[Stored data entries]
━━━━━━━━
PR #415, opened 2023-08-17
'Solution'

niksgawrilenko:


app/main.py
```diff
@@ -1,2 +1,46 @@
...
+                    self.bucket[empty_slot][1] == hash(key)):
+                return self.bucket[empty_slot][2]
+            empty_slot = (empty_slot + 1) % self.capacity
+        raise KeyError(key)
+
+    def __len__(self) -> int:
+        return self.length
+
+    def resize(self) -> None:
+        bucket1 = self.bucket
```
Polyakiv-Andrey, line 39: give a meaningful name

app/main.py
```diff
@@ -1,2 +1,46 @@
...
+            if key == self.bucket[empty_slot][0] and (
+                    self.bucket[empty_slot][1] == hash(key)):
+                return self.bucket[empty_slot][2]
+            empty_slot = (empty_slot + 1) % self.capacity
+        raise KeyError(key)
+
+    def __len__(self) -> int:
+        return self.length
+
+    def resize(self) -> None:
```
━━━━━━━━
Reproduce the data shown above with every line intact.

PR #415, opened 2023-08-17
'Solution'

niksgawrilenko:


app/main.py
```diff
@@ -1,2 +1,46 @@
...
+                    self.bucket[empty_slot][1] == hash(key)):
+                return self.bucket[empty_slot][2]
+            empty_slot = (empty_slot + 1) % self.capacity
+        raise KeyError(key)
+
+    def __len__(self) -> int:
+        return self.length
+
+    def resize(self) -> None:
+        bucket1 = self.bucket
```
Polyakiv-Andrey, line 39: give a meaningful name

app/main.py
```diff
@@ -1,2 +1,46 @@
...
+            if key == self.bucket[empty_slot][0] and (
+                    self.bucket[empty_slot][1] == hash(key)):
+                return self.bucket[empty_slot][2]
+            empty_slot = (empty_slot + 1) % self.capacity
+        raise KeyError(key)
+
+    def __len__(self) -> int:
+        return self.length
+
+    def resize(self) -> None:
```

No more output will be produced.